Defending the Dollar
Nowadays, most western economists practice a sort of religious tomfoolery. They take a theory which posits the supremacy of greed, force it onto uncooperative facts, then issue Delphic pronouncements that bless unregulated, hot international capital. We've become so accustomed to this patter that we sometimes let it fill the public space and neglect to make obvious connections the theory prefers to ignore – connections understood only too well by those at the top of the heap.
Case in point: recent reports that the US is considering attacking Iran. Der Spiegel and UPI say the US is seriously getting ready. Former Agency analysts Bill and Kathleen Christison agree. Another left-leaning writer, James Petras, sketches out further details. All the above take government statements at face value, e.g., that the motives behind a US attack would be to halt Iran's nuclear program. None consider critical economic factors which may well be the larger driving force.
Back in January 2005 Seymour Hersh also provided a very detailed, credible account of US plans to attack Iran. It didn't happen. Something else didn't happen in 2005: the opening of an often re-scheduled Iranian market for oil and oil products, which they are calling the Iranian Oil Bourse. Now, the IOB is re-rescheduled to open in March 2006 and it plans not to trade in dollars, at the moment the standard currency of the international oil market, but in Euros. In other parts of the world this is big news (see here, here, and here). Combined with recent Venezuelan moves towards the Euro, the 64 trillion dollar question is, if significant parts of the oil market shift to the Euro could that become the catalyst that causes foreigners to reassess whether they really want to hoard heaps of fairly useless greenbacks in their vaults? A major shift out of the dollar as the world's reserve currency would spell disaster for the US economy.
Project Censored puts the Iranian Oil Bourse at #9 in its list of top stories not covered by the mainstream media in 2005. The Daily Kos recently picked up the IOB connection with sabre-rattling over Iran. And William Clark takes on the question in a thoughtful, detailed essay. Back in 2004 a former senior British civil servant, John Chapman, also posits the dollar as the real reason for the US having attacked Iraq. Otherwise commentary is fairly sparse. It's probably reasonable to suppose, nevertheless, that if the Bourse's opening were re-re-rescheduled, to 2007, chances are good that the US won't attack Iran. If the Bourse does open in March all bets are off.
I hasten to add that I believe the US war on Iraq and now potentially Iran is motivated by a combination of factors – which in other notes and podcasts I'll discuss in greater detail.
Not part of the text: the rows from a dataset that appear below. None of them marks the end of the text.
PR #11529, opened 2026-01-14
Allows the ability to queue your gun wields

Nihisohel:
# About the pull request

Wanted to commit this on my other PR but I realize that this is somewhat crazy for balance, and I wasn't sure how performant it is if every gun had a unique timer each time a wield is being queued.

Unless the gun can be wielded instantly, you have to spam wield your gun in order for it to actually wield, which can be really annoying, and incentivizes holding your gun 24/7 to bypass that delay entirely

This is more or less a QOL change labelled as a balance change since this does streamline the wielding process in which you don't need to spam hit your interact button to actually wield a gun, which also boosts its responsiveness minorly

Pretty sure TGMC has this, but I couldn't be arsed to port whats essentially a 5 line change anyway
and for performance reasons as well

~~Disclaimer: The balloon alert is for demonstration purposes only~~ It exists now but only if the wield_delay wasnt instant to begin with, and the popup is shown only at higher delays
https://www.youtube.com/watch?v=WdTkTI5GwAA

# Changelog

:cl:
balance: Gun wielding can now be queued, ensuring that you do not need to spam hit the wield button in order to actually wield the thing. This does not apply to twohanded melee weapons as they don't have a delay to begin with, as of yet anyhow.
/:cl:


Venuska1117:
Sounds interesting but what if you just want to pull out without wielding it? Like want to reload empty gun? Will it auto wield and then need to press button to unwield and then reload? Also I suggest make this as preference so person can choose between automato weld or manually.

Nihisohel:
> Sounds interesting but what if you just want to pull out without wielding it? Like want to reload empty gun? Will it auto wield and then need to press button to unwield and then reload? Also I suggest make this as preference so person can choose between automato weld or manually.

you are asking a question that is out of scope of the PR
because it doesnt auto-wield the gun, it QUEUES your wield when you press the interact button

ihatethisengine:
Isn't this an important part of skill expression though, timing your wielding correctly? Delaying the use of a big gun somewhat makes you feel like you are actually operating something heavy, adding something to immersion, replacing it with a soulless timer feels wrong... It's akin to streamlining the reloading process even more, reloading your gun under pressure is the core CM experience, just like fucking up wielding your gun because you panicked...

Nihisohel:
> Isn't this an important part of skill expression though, timing your wielding correctly? 

It makes no difference to time your wield when you can just as easily spam the button until you can wield it, it makes it easier for newer players in that regard, and for everyone that isnt using an angled grip

Arguing skill expression in this regard isn't exactly valid given that if you do unwield immediately after wielding, whether by accident, or through spamming the button, you aren't exactly penalized for it since you can hit the button again and just wield normally anyway.

> Delaying the use of a big gun somewhat makes you feel like you are actually operating something heavy, adding something to immersion, replacing it with a soulless timer feels wrong... 

I genuinely do not understand what you mean by this, since this doesn't even remove the delay, and would actually convey to the user that the player is making an effort to wield it- if the wield_delay is high enough, and it would arguably make it more immersive than just having the same message as the grabbing it normally without a delay

> It's akin to streamlining the reloading process even more, reloading your gun under pressure is the core CM experience, just like fucking up wielding your gun because you panicked...

No comment about this, even if I have my own reservations about interacting with other hand but its out of scope of the PRs intent

code/modules/projectiles/gun.dm
```diff
@@ -772,12 +772,22 @@ As sniper rifles have both and weapon mods can change them as well. ..() deals w
...
+	// dont want a wield when its not on the user, obviously
+	if(loc != user)
 		return
 
-	var/obj/item/I = user.get_inactive_hand()
-	if(I)
-		if(!user.drop_inv_item_on_ground(I))
+	if(world.time < pull_time) //Need to wait until it's pulled out to aim
+		if(addtimer(CALLBACK(src, PROC_REF(wield), user), pull_time - world.time, TIMER_UNIQUE))
+			if(!wield_delay <= WIELD_DELAY_VERY_FAST) // dont want the message to play when you can instantly wield it anyway
```
Contrabang: This will negate wield_delay, so its almost always zero. YOu should use the opposite of `<=` instead.
```suggestion
			if(wield_delay > WIELD_DELAY_VERY_FAST) // dont want the message to play when you can instantly wield it anyway
```

cm13-github:

cm13-github:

Finally, here's my brief summary of the economic problem: We're running a huge, exponentially growing deficit in our current account balance. The only thing that allows US consumption to continue on its current path is the willingness of foreigners to buy dollars. If foreigners were to sharply cut back their dollar purchases US interest rates would have to be jacked up for the federal government to finance itself, and the US as a whole would have to actually sell stuff abroad to pay for the stuff we import (to buy Euro-denominated oil we'd have to sell stuff to get Euros), either that or we couldn't import so much, in which case inflation would rise, and combined with the aforementioned higher interest rates (which slow economic growth) we'd face a rerun of the stagflation 1970s. Now add oil. Because the world oil market is denominated in dollars, foreigners, in addition to simply hoarding large dollar reserves, have a real need for a lot of dollars. They are aware, however, that converting their own currencies back and forth into dollars for oil purchases involves a lot of inefficiencies and transaction costs. From their point of view it would be far more practical for the oil market to use a different currency, like the Euro, or a basket of currencies. What keeps them from switching is fear that an American economic collapse would bring everybody else down with it. Yet at the same time it's clear that nobody wants to continue subsidizing American consumption, at an increasing price to them, forever. Some adjustment must be made. Logically, for the most important foreign holders of dollars the best solution is to gradually let the air out of the American balloon. Whether that will be possible remains to be seen.